> **YOUR OBJECTIVE**
Copy out, from the data, each line containing the string "None".

> **INPUT DATA**
PR #215, opened 2024-11-15
fix: netcdf compression solved

uriii3:
With the help of xarray developers in [Issue #9783](https://github.com/pydata/xarray/issues/9783) we solved the issue with the encoding for netcdf datasets (it looked like it was already pretty well compressed and we were not sending all the information to the output).

I also changed the default value to 4 for the CLI subset because from [here](https://unidata.github.io/netcdf4-python/#netCDF4.Dataset.createVariable) it looked like the default compression value for xarray is also 4.

Looks like now, indeed, the 3 commands are saving the files with 'according' sizes:
```
copernicusmarine subset --dataset-id cmems_mod_glo_phy_my_0.083deg_P1D-m -v thetao -t 1993-01-01T00:00:00 -T 2020-12-31T23:59:59 -x -90 -X -85 -y -35 -Y -30 -z 0.49 -Z 1 --netcdf-compression-level 1 -f comlevel1.nc

copernicusmarine subset --dataset-id cmems_mod_glo_phy_my_0.083deg_P1D-m -v thetao -t 1993-01-01T00:00:00 -T 2020-12-31T23:59:59 -x -90 -X -85 -y -35 -Y -30 -z 0.49 -Z 1 -f complevel0.nc

copernicusmarine subset --dataset-id cmems_mod_glo_phy_my_0.083deg_P1D-m -v thetao -t 1993-01-01T00:00:00 -T 2020-12-31T23:59:59 -x -90 -X -85 -y -35 -Y -30 -z 0.49 -Z 1 --netcdf3-compatible -f netcdf3.nc
```

### DIFF
--- a/copernicusmarine/download_functions/download_arco_series.py
+++ b/copernicusmarine/download_functions/download_arco_series.py
@@ -559,8 +559,8 @@ def _download_dataset_as_netcdf(
         encoding = {
             name: {
                 **{
-                    key: var.encoding[key]
-                    for key in var.encoding.keys()
+                    key: value
+                    for key, value in var.encoding.items()
                     if key in keys_to_keep
                 },
                 **comp,
--- a/copernicusmarine/download_functions/download_arco_series.py
+++ b/copernicusmarine/download_functions/download_arco_series.py
@@ -495,7 +495,6 @@ def _save_dataset_locally(
     netcdf_compression_level: int,
     netcdf3_compatible: bool,
 ):
-    logger.info(output_path)
     if output_path.suffix == ".zarr":
         if netcdf_compression_level > 0:
             raise NetCDFCompressionNotAvailable(
--- a/copernicusmarine/download_functions/download_arco_series.py
+++ b/copernicusmarine/download_functions/download_arco_series.py
@@ -539,22 +539,30 @@ def _download_dataset_as_netcdf(
             contiguous=False,
             shuffle=True,
         )
-        encoding = {
+        long_encoding = {
             name: {**var.encoding, **comp}
             for name, var in dataset.data_vars.items()
         }
         for var in dataset.data_vars:
-            for key in [
-                "szip",
-                "zstd",
-                "bzip2",
-                "blosc",
-                "preferred_chunks",
-                "compressor",
-                "filters",
-                "coordinates",
-            ]:
-                encoding[var].pop(key, None)
+            keys_to_keep = [
+                "dtype",
+                "blosc_shuffle",
+                "shuffle",
+                "chunksizes",
+                "szip_coding",
+                "zlib",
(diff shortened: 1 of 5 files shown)


uriii3:
I'm scared that the dictionary of 'out' keys might not be extensive enough, should it be better to do a dictionary with THE keys that can go in? Can then be that we run into the same problem -> we are not extensive enough? But then it wouldn't ERROR so it would not be that bad.

uriii3:
I finally opted to have a positive definition of the keys, looks more robust!

copernicusmarine/download_functions/download_arco_series.py
```diff
@@ -538,7 +538,35 @@ def _download_dataset_as_netcdf(
...
+                "compression_opts",
+                "compression",
+                "quantize_mode",
+                "endian",
+            ]
+            encoding[var] = {
+                key: long_encoding[var][key]
+                for key in long_encoding[var].keys()
+                if key in keys_to_keep
+            }
```
renaudjester, line 569:
```suggestion
        keys_to_keep = {
    "_FillValue",
    "blosc_shuffle",
    "chunksizes",
    "complevel",
    "compression",
    "compression_opts",
    "contiguous",
    "dtype",
    "endian",
    "fletcher32",
    "quantize_mode",
    "shuffle",
    "significant_digits",
    "szip_coding",
    "szip_pixels_per_block",
    "zlib",
}
        encoding = {
            name: {**{key: value for key, value in var.encoding if key in keys_to_keep}, **comp}
            for name, var in dataset.data_vars.items()
        }
```

To be formatted and check if it works but the idea is that this part of the code can be more concise. (also notice the user of a set and not a list for the `keys_to_keep`

tests/test_command_line_interface.py
renaudjester, line 1: Maybe you have some tests in mind to check that the size of the file is as expected

copernicusmarine/download_functions/download_arco_series.py
uriii3: I feel like this is complicating too much the code (and to be honest it will be hard for me to actually make it work). Do you think it is necessary to have the code as concise as possible? (even if it get's more tricky to maintain and develop 🌚 ?)

tests/test_command_line_interface.py
uriii3: Mmh yes, there actually existed checks but maybe I can add this new ones (which have some extra keywords, so the datasets already come with some compression, that we should keep). So yes, I will add them!

copernicusmarine/download_functions/download_arco_series.py
uriii3: Mmh okay 🫡

renaudjester (approved):

PR #216, opened 2024-11-18
chore: improving the catch of the error

uriii3:
I tried to improve the catch on the error of Xarray. Instead of catching it, though, I assert before setting the corresponding engine that such library exists.

Pros:
- assertion seems more manageable than a try-except
- It is more personalised
- The code looks well and understandable

Cons: 
- It is not embedded into xarray but rather we should be the ones updating it if there is any change in the future.

I don't know if you will like it, tell me if you prefer a try-except with the customised exception of xarray!


copernicusmarine/download_functions/download_arco_series.py
```diff
@@ -543,7 +544,13 @@ def _download_dataset_as_netcdf(
...
 
     xarray_download_format = "NETCDF3_CLASSIC" if netcdf3_compatible else None
-    engine = "h5netcdf" if not netcdf3_compatible else "netcdf4"
+    engine = "h5netcdf"
+    if netcdf3_compatible:
+        assert importlib.util.find_spec("netCDF4"), (
+            "To use the NETCDF3_COMPATIBLE option you need to have 'netCDF4' "
+            "installed. You can install it with 'pip install netcdf4'."
+        )
+        engine = "netcdf4"
```
renaudjester, line 553: I would do this at the very beginning of the subset function in `subset.py`

renaudjester (approved):

PR #73, opened 2019-03-14
ca_controller: Remove duplicate api call in updateAutoscaler

michaelgugino:
This commit removes extra call to api to get the existing
deployment.  This deployment is already retrieved in
Reconcile() method.

This commit also changes UpdateAutoscaler to private
updateAutoscaler.

### DIFF
--- a/pkg/controller/clusterautoscaler/clusterautoscaler_controller.go
+++ b/pkg/controller/clusterautoscaler/clusterautoscaler_controller.go
@@ -137,8 +137,8 @@ func (r *Reconciler) Reconcile(request reconcile.Request) (reconcile.Result, err
 		glog.Errorf("Error reading ClusterAutoscaler: %v", err)
 		return reconcile.Result{}, err
 	}
-
-	_, err = r.GetAutoscaler(ca)
+	var dep *appsv1.Deployment
+	dep, err = r.GetAutoscaler(ca)
 	if err != nil && !errors.IsNotFound(err) {
 		glog.Errorf("Error getting cluster-autoscaler deployment: %v", err)
 		return reconcile.Result{}, err
@@ -153,7 +153,7 @@ func (r *Reconciler) Reconcile(request reconcile.Request) (reconcile.Result, err
 		return reconcile.Result{}, nil
 	}
 
-	if err := r.UpdateAutoscaler(ca); err != nil {
+	if err := r.updateAutoscaler(ca, dep); err != nil {
 		glog.Errorf("Error updating cluster-autoscaler deployment: %v", err)
 		return reconcile.Result{}, err
 	}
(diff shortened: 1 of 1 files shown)


pkg/controller/clusterautoscaler/clusterautoscaler_controller.go
```diff
@@ -153,7 +153,7 @@ func (r *Reconciler) Reconcile(request reconcile.Request) (reconcile.Result, err
 		return reconcile.Result{}, nil
 	}
 
-	if err := r.UpdateAutoscaler(ca); err != nil {
+	if err := r.updateAutoscaler(ca, dep); err != nil {
```
ingvagabund: Both `r.GetAutoscaler` are invoked pretty close to each other so the chance of changing the deployment between the calls is quite small. And, if that happens and `client.Update` complains about `the object has been modified; please apply your changes to the latest version and try again`, the deployment gets reconciled in the next loop.

pkg/controller/clusterautoscaler/clusterautoscaler_controller.go
```diff
@@ -225,13 +225,9 @@ func (r *Reconciler) CreateAutoscaler(ca *autoscalingv1alpha1.ClusterAutoscaler)
...
 
-// UpdateAutoscaler will retrieve the deployment for the given ClusterAutoscaler
+// updateAutoscaler compares the deployment for the given ClusterAutoscaler
 // custom resource instance and update it to match the expected spec if needed.
-func (r *Reconciler) UpdateAutoscaler(ca *autoscalingv1alpha1.ClusterAutoscaler) error {
-	existingDeployment, err := r.GetAutoscaler(ca)
-	if err != nil {
-		return err
-	}
+func (r *Reconciler) updateAutoscaler(ca *autoscalingv1alpha1.ClusterAutoscaler, existingDeployment *appsv1.Deployment) error {
```
ingvagabund: +1 for making it public

pkg/controller/clusterautoscaler/clusterautoscaler_controller.go
michaelgugino: Actually, they are invoked after checks of the err with no other operations in between.  If line 141 returns a deployment, the very next action (other than two boolean statements which resolve false) is to call GetAutoscaler again!

pkg/controller/clusterautoscaler/clusterautoscaler_controller.go
michaelgugino: *private.

pkg/controller/clusterautoscaler/clusterautoscaler_controller.go
bison: I get the reasoning here, but I don't think this is performance critical and we have caching. This makes calling the update harder and more error prone if it were to be called elsewhere. I think the original focus was on the API being friendly.

bison: So, if we're going to make `updateAutoscaler()` private and require passing in the deployment to compare, my vote would probably be to just inline it in `Reconcile()` instead.

michaelgugino: @bison I disagree.  I'm not sure what context we would potentially call updateAutoscaler() if we didn't already have a deployment that we needed to update.

I don't agree with inlining, I like it as-is for now.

> **ANSWER SECTION**
-                encoding[var].pop(key, None)
     xarray_download_format = "NETCDF3_CLASSIC" if netcdf3_compatible else None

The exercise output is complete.